Nanoscience Research: Identifying Nanomagnetic Alignments
The summer before my senior year of high school, I interned for a program called SHARP, which placed me inside the Nanoelectronics and Nanostructures Group at UC Berkeley.
There I met Dave and Pat, two phenomenal grad student mentors whom I assisted with their research. I worked on two projects, one with nanomagnets, and the other with carbon nanotubes.
Nanomagnets are <100 nanometers in size and have just one domain, meaning that all their magnetic moments are pointing in the same direction. They’re very useful because their magnetic fields can easily be aligned in a particular direction. Imagine a wire of nanomagnets where the individual fields are pointing either up or down, essentially replicating binary. Thus, they can potentially be used in computers to replace silicon-based semiconductors.
Dave’s Project
My grad mentor Dave fabricated permalloy nanomagnets of ~100nm in lines of 20 or so and imaged them using a magnetic force microscope (MFM). Lined up this way, the magnetic fields were made to point up or down by simply triggering the first magnet in the series. A domino-like effect took place and unaligned nanomagnets became fixed, pointing in alternating directions. The end result was a series of magnetic domains in an up-down-up-down pattern.
My goal was to see if there were any errors in the domino effect; that is, if there were any sequences in the chains that were up-up or down-down.
I used MATLAB to process the images from the MFM and detect anomalous patterns, i.e. anything that was not a nicely alternating sequence. The problem was, there was so much noise in the image that simply looking at the color intensities across the image wouldn’t cut it — there was too much ambiguity across pixels.
We had to minimize the noise to get a consistently accurate reading of the nanomagnets. So, with Dave’s help, I used fast Fourier transforms to isolate the color profile going across the image.

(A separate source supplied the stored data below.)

Issue #255, opened 2020-06-02
ConcurrentGarbageCollection for .NET Core


OpenSourceAnarchist:
Similar to #251, I noticed that the (questionable) Computer Language Benchmarks Game enables _both_ ServerGarbageCollection and ConcurrentGarbageCollection, as shown at https://benchmarksgame-team.pages.debian.net/benchmarksgame/measurements/csharpcore.html

I don't use any .NET languages, but any standard optimizations should be used for all represented languages.

nuald:
ConcurrentGarbageCollection is enabled by default (https://docs.microsoft.com/en-us/dotnet/core/run-time-config/garbage-collector), but I've set it explicitly in the new upcoming major update.

OpenSourceAnarchist:
I wasn't sure if setting ServerGarbageCollection to true would set ConcurrentGarbageCollection to false since Microsoft recommends concurrent gc for workstations, not for servers. Regardless, thanks for making it explicit and I look forward to the new update!

nuald:
Addressed in #257.

Issue #248, opened 2020-04-16
Implement better testing framework


nuald:
Right now the JIT and lazy initialization may interfere with the results, and to avoid it we can implement the following:

- run the tested code in the loop and as soon as the previous result is faster than the current, stop the loop (surely, it could be a fluctuation caused by the external reason, but running **all** tests X times would take forever to execute)
- extending the test runner communication protocol to support several notifications from within one test (and write to the results.log file only the best result).

Unfortunately, it requires changes in all tests.

eregon:
That sounds good, running the actual benchmark workload 2+ times seems better than a warmup with a different workflow.

Another way as I suggested in #246 is to not warmup, just avoid counting startup. Lazy initialization that takes 0.6s seems excessive and arguably an issue of the library used.

nuald:
JIT warming up has been removed, and lazy initialization issues are addressed (not finished yet though) with the testing of the code to work properly before the benchmark.

The proposed idea has been tested, and dismissed. While the 2nd or 3rd iteration could be faster, it's not always happening as GC could affect the results quite drastically. Fine tuning is required, and it's out of scope of that project.

PR #257, opened 2020-06-15
Major update of the build infrastructure

nuald:
I haven't started that change as the build infrastructure changes, but as I started to work on code changes (adding internal tests), using the commands manually became a little bit annoying, so I fixed it.

Major changes are:
 - replaced clean.sh/build.sh/run.sh with the Makefiles with the proper dependencies;
 - changed .NET Core GC settings (#255);
 - removed JIT warmup and instead added internal tests (#248). JIT warmup gave controversial results (even if the code could execute faster, GC could diminish the results drastically). The only real advantage of JIT warmup was the initialization of the lazy code, and it's now addressed by additional  tests before running a benchmark (not implemented yet for all tests though);
 - added entry points to all tests (as some scripting languages had the entry code through the whole script). While it's mostly the code style issue, it makes the refactoring easier (as everything encapsulated in one place and have the proper indentation);
 - removed old brainfuck (or rather renamed bf2->bf) to avoid code duplication and additional maintenance (unfortunately, it made the github diff quite huge, however it was quite minor change);
 - some reformatting (mostly automatic) has been applied as I've added new tools for checking style and autoformat (not for all languages though).

Pending changes:
 - add internal tests for all benchmarks (besides dealing with lazy initialization it helps to find the minor coding issues, i.e.  some matmul tests instead of allocating memory for 2 matrices, allocated to just one and reused it for another, thus having unfair advantage);
 - add some formatters and code style checkers (optional, but helps to find the code that is not idiomatic).


kostya:
Looks ok.
* Question why C++ brainfuck much faster? related to gcc update?
* Btw, in other benchmarks i use output time to stderr instead of socket (with some markers), it much easier to do, and also xtime.rb and the programs, runs easier independent of each other.

nuald:
GCC 10 indeed improved the performance of the C++ bf test, I've verified with g++9 (1.83s) and g++10 (1.03s).

As for the measuring the timing, yes - it's simpler to utilize stderr. However, there are several factors here:

- The timers in various languages could be not accurate enough, the most obvious example is reduced precision in JS engines introduced after infamous timing attacks like Meltdown and Spectre: https://developer.mozilla.org/en-US/docs/Web/API/Performance/now#Reduced_time_precision
 - As we need to grab additional metrics here (like memory and energy consumption), it's easier to have one unified logic (in the test runner) comparing with modifying all tests to provide those metrics. The good example is memory consumption - we'd like to get the maximum allocated memory, so we need to measure it during the test execution (we can't measure it only after we finish as GC could clear it already), and it could be not trivial at all.

PR #260, opened 2020-07-12
Rust base64: use the radix64 library

adnan338:
Performance boost upto 4 times or more depending on your CPU. My time went from 1.4s to 0.24s.


nuald:
Please create this test as the separate one from base64 (not replacing it). You could use the same method as in JSON-tests and provide few binaries within one Cargo project. I guess the main reason why I would like to have base64 to be tested too is because it supports `no_std` and don't have dependencies (therefore more friendly to the embedded projects).

kostya:
is this 4 times increase related to using buffer, instead of allocation?

adnan338:
> is this 4 times increase related to using buffer, instead of allocation?

Buffer certainly helps, but even without using buffer, it's faster due to SIMD aware optimizations.

adnan338:
> Please create this test as the separate one from base64 (not replacing it). You could use the same method as in JSON-tests and provide few binaries within one Cargo project. I guess the main reason why I would like to have base64 to be tested too is because it supports `no_std` and don't have dependencies (therefore more friendly to the embedded projects).

Restored `base64` with the previous code, removed manual buffering. 

```
adnan338@pop-os:~/proj/benchmarks/base64/base64.rs$ 
adnan338@pop-os:~/proj/benchmarks/base64/base64.rs$ cargo build --release
   Compiling base64_rs v0.0.1 (/home/adnan338/proj/benchmarks/base64/base64.rs)
    Finished release [optimized] target(s) in 2.24s
adnan338@pop-os:~/proj/benchmarks/base64/base64.rs$ time ./target/release/base64 
encode aaaa... to YWFh...: 1431666688, 0.53376377
decode YWFh... to aaaa...: 1073741824, 0.82510775

real	0m1.361s
user	0m1.361s
sys	0m0.000s
adnan338@pop-os:~/proj/benchmarks/base64/base64.rs$ time ./target/release/radix64 
encode aaaa... to VTC_...: 1431658496, 147
decode VTC_... to aaaa...: 1073741824, 104

real	0m0.254s
user	0m0.250s
sys	0m0.004s

```

PR #282, opened 2020-10-31
Update test_boost_json.cpp

beached:
This shows the Boost JSON in a better light and uses safer at( ) instead of operator[] that will insert if the member doesn't exist.  At throws.  It also uses a more idiomatic, for read only JSON, use of memory_resource similar to RapidJSON's pooled allocator.

### DIFF
--- a/json/test_boost_json.cpp
+++ b/json/test_boost_json.cpp
@@ -37,15 +37,15 @@ string read_file(const string& filename) {
 coordinate_t calc(const string& text) {
   auto x = 0.0, y = 0.0, z = 0.0;
   auto len = 0;
-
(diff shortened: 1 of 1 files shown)


nuald:
If you want safer operations, I'd recommend to change `get_` to `as_` too (i.e. use `as_double` instead of `get_double`). I deliberately used unsafe []-operator because we know ahead that the original JSON have the proper format, however in the real life I guess we want to use the safer operations as usually JSON values come across the trust boundaries.

beached:
At is also faster than operator[] when I was checking.  It has a const overload too, so if the object is const it would still work.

It worked beautifully, and actually helped us identify a trend — the errors were occurring in the second half of the chain. We suspected that there were potentially some environmental/thermal perturbations destabilizing the domino flow. Perhaps a more tightly controlled environment or different spacing would help improve this process.

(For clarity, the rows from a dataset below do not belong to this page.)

PR #283, opened 2020-11-01
Lua perf boost

ExtReMLapin:
Compatible with LuaJIT (using FFI structs), Lua 5.1 and Lua 5.4

Performance change compared to [brainfuck interpreter](https://github.com/kostya/benchmarks/blob/master/brainfuck/bf.lua)

LuaJIT :

	mandelbrot -> ran in 53.81s -> ran in 2.183s

	bench -> ran in 8.25s -> ran in 0.183s

**2364.96%** and **4408.2%** perf boost

Lua 51 : 

	bench -> ran in 98.926s -> ran in 14.042s

**604.5% perf boost**

Lua 54 :

	bench -> ran in 51.345s -> ran in 4.858s

**956.92%** perf boost

LuaJIT goes BRRRRRRR

### DIFF
--- a/brainfuck/bf.lua
+++ b/brainfuck/bf.lua
@@ -1,111 +1,113 @@
-local INC = 0
-local MOVE = 1
-local PRINT = 3
-local LOOP = 4
+local specialInstruction = {
+	["."] = "w(data[i])",
+	[","] = "data[i]=r()",
+	["["] = "while data[i]~=0 do ",
+	["]"] = "end "
+}
 
-local function Tape()
-  local pos = 1;
-  local data = {0};
+local artithmeticsIns = {
+	["+"] = "data[i] = data[i]+",
+	["-"] = "data[i] = data[i]-",
+	[">"] = "i=i+",
+	["<"] = "i=i-"
+}
 
-  local get = function()
-    return data[pos];
-  end
+local brainfuck = function(s)
+	s = s:gsub("[^%+%-<>%.,%[%]]+", "") -- remove new lines
+	local instList = {}
+	local slen = #s
+	local i = 2
+	local lastInstruction = s:sub(1, 1)
+	local arithmeticsCount = 0
 
-  local inc = function(x)
-    data[pos] = data[pos] + x;
-  end
+	if (artithmeticsIns[lastInstruction]) then
+		arithmeticsCount = 1
+	end
 
-  local move = function(x)
-    local length = #data;
-    pos = pos + x;
-    for i = length + 1, pos do
-      data[i] = 0;
-    end
-  end
+	while (i <= slen) do
+		local curInst = s:sub(i, i)
 
-  return {
-    get = get;
-    inc = inc;
-    move = move;
-  };
+		if curInst == lastInstruction then
+			if artithmeticsIns[curInst] then
+				arithmeticsCount = arithmeticsCount + 1
+			else
+				table.insert(instList, specialInstruction[curInst])
+			end
+		else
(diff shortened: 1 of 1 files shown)


kostya:
You completely change algorithm, this is not accepted. We can do similar in other languages and have boost too.

ExtReMLapin:
Alright alright let me do another pull request with minimum code modifications

kostya:
we can use different implementation details and tunes, but algorithm should be the same, to be comparable between languages.

ExtReMLapin:
Could this be accepted @kostya ?


```lua
local INC = 0
local MOVE = 1
local PRINT = 3
local LOOP = 4
local isJIT = type(jit) == "table"

local function Brainfuck(text)
	local pos = 1
	local data

	if isJIT then
		data = require("ffi").new("int[30000]") -- cf: wikipedia
	else
		data = {}
		local i = 0

		while (i < 30000) do
			data[i] = 0
			i = i + 1
		end
	end

	local insData = {
		["+"] = {INC, 1},
		["-"] = {INC, -1},
		[">"] = {MOVE, 1},
		["<"] = {MOVE, -1}
	}

	local function parse(source, i)
		local res = {}
		local len = source:len()

		while i <= len do
			local c = source:sub(i, i)
			local insPtr = insData[c]

			if insPtr then
				local count = 1

				while i <= len and source:sub(i + 1, i + 1) == c do
					count = count + 1
					i = i + 1
				end

				table.insert(res, {insPtr[1], insPtr[2] * count})
			elseif c == "." then
				table.insert(res, {PRINT})
			elseif c == "[" then
				local loop_code
				loop_code, i = parse(source, i + 1)
				table.insert(res, {LOOP, loop_code})
			elseif c == "]" then
				break
			end

			i = i + 1
		end

		return res, i
	end

	local function _run(program)
		for i = 1, #program do
			local op = program[i]
			local operator = op[1]

			if operator == INC then
				data[pos] = data[pos] + op[2]
			elseif operator == MOVE then
				pos = pos + op[2]
			elseif operator == LOOP then
				while data[pos] > 0 do
					_run(op[2], nil)
				end
			elseif operator == PRINT then
				io.write(string.char(data[pos]))
				io.flush()
			end
		end
	end

	local function run()
		_run(parse(text, 1))
	end

	return {
		run = run
	}
end
```

kostya:
You remove Tape abstraction, are you think this is good for real tasks usage? Should not language inline it by itself? Also prefer to use autogrowing array, as all languages use.

ExtReMLapin:
I removed Tape abstraction for personal readability.

The wikipedia article states it needs an array of 30k, shouldn't all language use it ?

kostya:
We decide just use everywhere idiomatic array storage.

nuald:
@ExtReMLapin The purpose of the bf benchmark is testing the performance of the idiomatic constructions, it could be any other general-purpose algorithm. However, I totally understand that you may want to have better, optimized version for the reference (in this particular example, FFI makes sense as Lua is intended to be embedded and communicate a lot with the native code). 

Therefore, my recommendation would be not changing the reference implementation (that should have the similar algorithm and the similar list/array operations), but add a new one and mark it as "Lua (FFI)" (I'm not sure FFI is a reason for the performance increase though, I'd leave the proper naming to you). You could see that we have the same with Haskell (reference implementation and MArray-based). If you have troubles adding it into the toolchain, just please submit a new file, and I'll add it to all required places (just let me know do you need it for Lua and/or LuaJIT).

Also, if you see some obvious mistakes in the reference implementation, you're welcome to address those unless algorithm changes are required.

All in all, an incredible learning experience; a great first foray into lab research that taught me how to ask questions and come up with even more questions. I learned some MATLAB, helped fabricate nanomagnets and image them at Lawrence Berkeley National Labs (in this great building called the Foundry that’s shaped like a cantilever and hangs off the edge of a hill), and ate plenty of delicious potato puffs from Gregoire. Totally worth it.